Olson Marian B, Kelsey Sheryl F, Matthews Karen, Shaw Leslee J, Sharaf Barry L, Pohost Gerald M, Cornell Carol E, McGorray Susan P, Vido Diane, Bairey Merz C Noel
Graduate School of Public Health, University of Pittsburgh, Pittsburgh, PA 15261, USA.
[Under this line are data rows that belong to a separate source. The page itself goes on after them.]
Issue #541, opened 2016-03-25
DPMS


crondog:
Would it be possible for sway to handle turning on and off the monitor? Orbment currently has https://github.com/Cloudef/orbment/blob/master/plugins/core-dpms/core-dpms.c to handle this. 

Could something like this be implemented inside sway with a config option or maybe with swaylock?

SirCmpwn:
I'd like to see a protocol extension written for this, and then a seperate daemon to manage it.

crondog:
Hmm interesting. That sounds like a better idea. I'll need to look into protocol extensions over the weekend and report back

SirCmpwn:
https://github.com/SirCmpwn/sway/tree/master/protocols

They're pretty straightfoward. Write an XML file describing the interface, add it to CMakeLists.txt, and you'll end up with a header to include.

SirCmpwn:
See also https://github.com/SirCmpwn/sway/blob/master/sway/extensions.c

crondog:
Thanks for the tip

Fale:
any news on this?

SirCmpwn:
Nope.

Cloudef:
While orbment's core-dpms implements this using own timer and wlc's set_sleep. I think drm has dpms api too actually.

hosaka:
Looking at DRM docs, there is an api for setting dpms on drm_connector, but no way of getting current state. Would using wlc set_sleep approach be preferable?

airstep:
The question is how to make it possible? 

For now I can advice to switch to tty(n) and it works by default - screen is going off by some time. Why I can't do this in wayland? 

My tty(n) is also in KMS mode (like wayland)... 

So how tty(n) can turn screen off, but wayland can't - if them both in KMS mode? 

What you think?

Fale:
I think the situation around this could/should/will change very soon due to #1076

flounders:
I see on the status issue for for wlroots ([wlroots/#9](https://github.com/swaywm/wlroots/issues/9)) that DPMS is checked off. I also see that DPMS is an unaddressed bounty problem as well. In a general, overview type answer, given the support in wlroots what needs to happen to bring this to Sway? This question is coming from someone not too familiar with the project or Wayland compositors. If it's not too far beyond my skill set, I wouldn't mind working on this as I am able.

SirCmpwn:
It's not currently a priority in the wlroots port. Let's swing back to it later.

PR #1831, opened 2018-04-20
Another version of idle and lock handlng by doing it in the compositor

snaggen:
Based on the discussions in https://github.com/swaywm/sway/pull/1824 I created another version where everything is handled by the compositor directly. 
So this does the same thing, namely adding dpms handling and lockscreen handling, but done within the compositor it self. 

Fixes https://github.com/swaywm/sway/issues/541

Depends on wlroots pull request:
https://github.com/swaywm/wlroots/pull/879


somdoron:
I'm excited about this PR, it is so hard to get auto-lock under X.

Wonder what do you think about also catching the "before suspend" from systemd (or any other daemon) to also lock the screen?

SirCmpwn:
>Wonder what do you think about also catching the "before suspend" from systemd (or any other daemon) to also lock the screen?

Another thing that would be great to put into the daemon instead of into sway itself

somdoron:
xss-lock can actually do this without systemd service.

https://bitbucket.org/raymonad/xss-lock

https://www.mankier.com/1/xss-lock

somdoron:
what about `PrepareForSleep` from logind dbus signal?

https://www.freedesktop.org/wiki/Software/systemd/logind/

somdoron:
and this can also be a solution:

https://www.freedesktop.org/wiki/Software/systemd/inhibit/

SirCmpwn:
>Maybe swaylock should install this by default

No

snaggen:
After looking in to this, wlroots already listens to a bunch of logind signals in its logind session code. 
wlroots/backend/session/logind.c
So maybe the PrepareForSleep should best be handled within that session code somehow since it is tied to logind. Anyway, it feels it is getting a little out of scope for this kind of pull request.

snaggen:
On a second look, it wasn't that hard to add it, since we already hade the dbus eventloop up and running due to the logind integration.

somdoron:
do you want to block the sleep until you sure swaylock is running?

somdoron:
Also maybe it should be an option

somdoron:
I tested it on my machine, works great! I never managed to have a good setup for locking my screen with i3 and this just works out of the box.

few comments:
- Dependency to systemd is missing
- Because you are not blocking the sleep operation, the swaylock is actually become active after the computer is awaken, so I have a glimpse of my desktop when awaken.

emersion:
Hmm, as @SirCmpwn said, we probably don't systemd-specific stuff in the compositor. However the systemd stuff doesn't require the idle protocol and can already be done outside the compositor. So I'm still not 100% convinced by the idle protocol approach.

SirCmpwn:
I'm still in favor of the external daemon approach. Can those who are still in favor of the in-the-compositor approach summarize their reasons succinctly in a comment in this thread?

SirCmpwn:
Rationale for external daemon: Daemon can implement complex situations (e.g. dim screen after n seconds, then lock, then DPMS, then suspend) or simple ones and be useful on many compositors. It also makes us expose DPMS to clients who might want to do novel things with it, and it keeps systemd-specific code out of sway.

I don't think the complexity add is much.

somdoron:
I actually ambivalent to the solution, however I like the configuration through sway config file. 
If it can work like swaybar that will be nice (can be configured within sway configuration), but not a must.

Also one thing that I think will be easier to do with in the compositor is handling new outputs, like if I connect my laptop to a docking station, the new output should display the lock screen immediately,  without even a glimpse of my desktop. Same for new keyboard and mouse.

SirCmpwn:
I'm open to having sway support configuring this daemon in your config file and launching it from there (though I don't want it to work like the bar, i.e. by sending the config over IPC).

SirCmpwn:
>Also one thing that I think will be easier to do with in the compositor is handling new outputs, like if I connect my laptop to a docking station, the new output should display the lock screen immediately, without even a glimpse of my desktop. Same for new keyboard and mouse.

This is unrelated to idle, more of a swaylock problem (and swaylock isn't being moved into the compositor any time soon). We already handle the case of new keyboards/mice immediately being restricted if the screen is locked, though.

ascent12:
This whole logind thing just screams that it should be implemented in wlroots, not here. wlr_session was designed to hide these systemd vs whatever else differences, and this whole business is pretty useless without the DRM backend anyway, since we wouldn't be the session owner.

In terms of the external daemon, I just don't see the value in the slightest. What "complex idle behaviour" are you even talking about? What is someone going to do beyond "dim, lock, blank"? The timings might be different, but that's simple configuration.
Anything beyond that is configuration to the point of absurdity.

And as I said in the other issue, **this is not a hard problem**. The bulk of this PR is very simple. I don't see why you're trying to solve such simple problems for other compositors, and in the wrong place to begin with (i.e. not wlroots).

SirCmpwn:
wlroots can definitely implement the (e)logind side of things. Whatever.

The rest is opinionated, and wlroots isn't allowed to be opinionated.

snaggen:
But go with which ever version you like and fits in to the sway design best, if you choose to go with https://github.com/swaywm/sway/pull/1824 I suggest to merge that as is feature wise, then we can add lockscreen detection IPC and systemd suspend stuff later.

emersion:
>since we already have the same kind of things running already in the logind code I don't see why it would be so terrible to have it in the idle code in the compositor

The logind code is only used with the DRM backend. If the Wayland backend is used, we don't want to react to the parent session suspend event. Plus, we don't like systemd-specific code inside the compositor.

It's true that with an external client the lockscreen is going to be launched multiple times (and likely fail thanks to `input-inhibit`). Also we'll need to add a special case for the lockscreen anyway when we'll implement security feature (we'll want to expose `input-inhibit` only to this client).

snaggen:
Ok, I have moved the systemd related parts to the logind backend, so please have a look at how you think the interface to this is. Also, please test this and see if the inhibit part works as expected. I tend to get error on the Inhibit dbus call, seeing "Failed to send Inhibit signal: Operation now in progress" in the logs. Is the wayland eventloop taking to long, so that the prepare for sleep signal comes to late for an inhibit to be made? It would be good if someone with deeper knowledge about this could take a look. 
Also, a second opinion on the have_lock() function, currently it is a kind of brute force approach to this, is there a more efficient and simpel way to find the lockscreen surface?

somdoron:
@snaggen you assume the prepare to sleep will be called multiple times, but from the docs it seems it will be once for sleep and one for awake. Also from the docs the delay lock should be taked before the prepare for sleep, released when you are ready and retake after the system is awake.

You are currently using the block semantic, which I actually think is more accurate in this scenario. However you must close the fd or it will prevent the system from sleeping.

somdoron:
You might want to have a timer after the prepare for sleep, checking the if the lock is active and then release the lock.

Also prepare for sleep is being call twice, once before the sleep and once after, I think you are not checking that at the moment, so the lock screen will actually be invoked twice.

agx:
I had similar stuff within our compositor first and moved it into a separate process using idle, layer-shell and input-inhibitor protocols. Main reason was to keep all the policy decisions (what to do on which event) out of the compositor.

snaggen:
Completely misread the docs... must update this to work as you say and using the block lock. Saw at the end of the document, it was stated explicitly to use block for lockscreen... my bad.

snaggen:
Ok, new version available with block and that only inhibits when going down. Using timers to check for lock... so this should be more correct according to the docs. Please have a look.

somdoron:
@snaggen looks good.

Few thoughts regarding finding out if lock screen is already active:
1. You can check if the input-inhibitor has been set.
2. You can have a global mutex, derive his name from the session id or wayland display environment variable, and check if the mutex has been acquired/acquire it from swaylock. This solution might be too specific for swaylock, and I'm not sure it's the wayland way, but it will be simple.
3. Extended the input-inhibitor protocol to lock-protocol, swaylock will send the lock message when needed. This can also help solve the problem of connecting new outputs while the lock screen is active. On lock mode, compositor might only draw lock screen surfaces, so worst case scenario new output will have black screen.

somdoron:
I just tested it with the delay lock taken when registering to prepare for sleep and the swaylock is displayed before the computer is going to sleep.

snaggen:
Thanks for the help testing and solving this. Will try to find some time to fix this during the weekend.

somdoron:
@snaggen I tested both solutions, the in compositor and daemon. Surprisingly only the daemon solution is able to acquire the delay lock. I don't know why, but with the compositor solution the lock is not being acquired. You can see that by running systemd-inhibit after logging in to sway. Only with daemon solution you actually see the lock. Also only the daemon solution is able to lock the screen before the sleep. I have no clue why this is happening. I guess it is answering the question of daemon vs compositor.

Also I think the daemon solution might be better place to implement something like global mutex to know if the swaylock is actually running.

snaggen:
That is really weird... also if you look at the debug output you will see that we actually get a lock file descriptor back even in the compositor case so it really looks like everything is find and dandy, but then it is still not listed in systemd-inhibit. So yes, as you say, that probably settles the whole in compositor vs daemon discussion!
Also, I have been thinking a bit about this. And this is mostly policy, and this kind of policy should not be handled by a compositor. Also, when you answering the question "what is a compositor?" you really do not think about polling systemd for sleep event.

SirCmpwn:
Closing in favor of #1824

Eur Heart J. 2003 Aug;24(16):1506-14. doi: 10.1016/s0195-668x(03)00279-3.
Our goal was to evaluate health-related quality of life (QOL) in women undergoing angiography for suspected ischaemia.
QOL measurements were obtained in 406 women with chest pain symptoms in the Women's Ischemia Syndrome Evaluation (WISE). QOL measures included a general rating (GR), Duke Activity Status Index (DASI), and the Beck Depression Inventory (BDI). Higher scores on the GR and DASI are indicative of better QOL and functioning. Higher scores on the BDI indicate more symptoms of depression. Women were stratified by the presence and absence of obstructive angiographic coronary artery disease (CAD) and by the presence and absence of myocardial ischaemia. Women with angiographic obstructive CAD had lower DASI and higher BDI scores compared to women without obstructive CAD (both P<0.05). Stratification by the presence and absence of ischaemia demonstrated that women with ischaemia had better QOL, evidenced by higher GR QOL scores and lower BDI scores (both P<0.05) than women without ischaemia. Symptoms of angina were significant independent predictors of QOL scores (P<0.001).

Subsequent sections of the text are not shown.